* [WORK TO BE COMPLETED]: Set down the material in full. Keep every line exactly as it is.
= = = = =
PR #217, opened 2020-01-15
Fix/list item stylings

Dremars:
- Fix ResultItem and SimpleListItem stylings
- Add style variation option for ResultItem

### DIFF
--- a/src/components/ListItems/ResultItem/ResultItem.js
+++ b/src/components/ListItems/ResultItem/ResultItem.js
@@ -22,7 +22,7 @@ const ResultItem = ({
   srLabel,
   intl,
   selected,
-  single,
+  padded,
   extendedClasses,
 }) => {
   // Screen reader text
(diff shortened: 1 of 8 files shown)


Dremars:
[Tapahtumasivun korjaukset](https://trello.com/c/1aeLHfIQ/322-tapahtumasivun-korjaukset)

mikkoisa:
Also the left side padding in services in search results page should be checked.
Näyttökuva 2020-1-16 kello 13 03 53

mikkoisa:
These list items are also a bit too much to the left (they should be on the right side of the title)
Näyttökuva 2020-1-16 kello 13 08 31

Dremars:
@mikkoisa I've unified simple list items and result items to have unified styling and aligned items with TitledList title. List item hover area doesn't fill whole width because parent container has padding. Fixing this would require checking whole page layout. This is also issue in current version and should be checked separately.

PR #218, opened 2020-01-16
Add high contrast map option

mikkoisa:
Add new high contrast map and update default map styles.


mikkoisa:
[Kontrastikartan lisäys](https://trello.com/c/aubRRlk0/344-kontrastikartan-lis%C3%A4ys)

mikkoisa:
Map now changes to high contrast map only when changing theme from default to dark.

PR #232, opened 2020-01-22
Feature/marker clusters

Dremars:
New markercluster feature
- Changed marker drawing to use leaflet rather than react-leaflet


Dremars:
[Marker clusterit käyttöön](https://trello.com/c/kowYpMje/363-marker-clusterit-k%C3%A4ytt%C3%B6%C3%B6n)

Dremars:
> Works really well and feels smooth to use! For further reference: some markers that overlap cluster markers could probably be merged to cluster. But we should go with this version for now.
> Näyttökuva 2020-1-22 kello 14 03 21

Added new card to To Do list for this.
= = = = =
* [ANSWER TO THIS EXERCISE]:
PR #217, opened 2020-01-15
Fix/list item stylings

Dremars:
- Fix ResultItem and SimpleListItem stylings
- Add style variation option for ResultItem

### DIFF
--- a/src/components/ListItems/ResultItem/ResultItem.js
+++ b/src/components/ListItems/ResultItem/ResultItem.js
@@ -22,7 +22,7 @@ const ResultItem = ({
   srLabel,
   intl,
   selected,
-  single,
+  padded,
   extendedClasses,
 }) => {
   // Screen reader text
(diff shortened: 1 of 8 files shown)


Dremars:
[Tapahtumasivun korjaukset](https://trello.com/c/1aeLHfIQ/322-tapahtumasivun-korjaukset)

mikkoisa:
Also the left side padding in services in search results page should be checked.
Näyttökuva 2020-1-16 kello 13 03 53

mikkoisa:
These list items are also a bit too much to the left (they should be on the right side of the title)
Näyttökuva 2020-1-16 kello 13 08 31

Dremars:
@mikkoisa I've unified simple list items and result items to have unified styling and aligned items with TitledList title. List item hover area doesn't fill whole width because parent container has padding. Fixing this would require checking whole page layout. This is also issue in current version and should be checked separately.

PR #218, opened 2020-01-16
Add high contrast map option

mikkoisa:
Add new high contrast map and update default map styles.


mikkoisa:
[Kontrastikartan lisäys](https://trello.com/c/aubRRlk0/344-kontrastikartan-lis%C3%A4ys)

mikkoisa:
Map now changes to high contrast map only when changing theme from default to dark.

PR #232, opened 2020-01-22
Feature/marker clusters

Dremars:
New markercluster feature
- Changed marker drawing to use leaflet rather than react-leaflet


Dremars:
[Marker clusterit käyttöön](https://trello.com/c/kowYpMje/363-marker-clusterit-k%C3%A4ytt%C3%B6%C3%B6n)

Dremars:
> Works really well and feels smooth to use! For further reference: some markers that overlap cluster markers could probably be merged to cluster. But we should go with this version for now.
> Näyttökuva 2020-1-22 kello 14 03 21

Added new card to To Do list for this.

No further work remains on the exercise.